(GIVEN ENTRIES begins)

PR #176, opened 2017-06-09
Use alpine:3.6 base image

marians:
The alpine:3.5 base image has several known vulnerabilities in zlib, with "critical" or "major" severity.

See

- https://hub.docker.com/r/library/alpine/tags/3.5/
- https://cve.mitre.org/cgi-bin/cvename.cgi?name=CVE-2016-9841
- https://cve.mitre.org/cgi-bin/cvename.cgi?name=CVE-2016-9843
- https://cve.mitre.org/cgi-bin/cvename.cgi?name=CVE-2016-9842
- https://cve.mitre.org/cgi-bin/cvename.cgi?name=CVE-2016-9840

alpine:3.6 uses a newer zlib version and has no known vulnerabilities. See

(GIVEN ENTRIES ends)

_TASK DESCRIPTION_. Retype the entries precisely as they stand.

_TASK ANSWER_.
PR #176, opened 2017-06-09
Use alpine:3.6 base image

marians:
The alpine:3.5 base image has several known vulnerabilities in zlib, with "critical" or "major" severity.

See

- https://hub.docker.com/r/library/alpine/tags/3.5/
- https://cve.mitre.org/cgi-bin/cvename.cgi?name=CVE-2016-9841
- https://cve.mitre.org/cgi-bin/cvename.cgi?name=CVE-2016-9843
- https://cve.mitre.org/cgi-bin/cvename.cgi?name=CVE-2016-9842
- https://cve.mitre.org/cgi-bin/cvename.cgi?name=CVE-2016-9840

alpine:3.6 uses a newer zlib version and has no known vulnerabilities. See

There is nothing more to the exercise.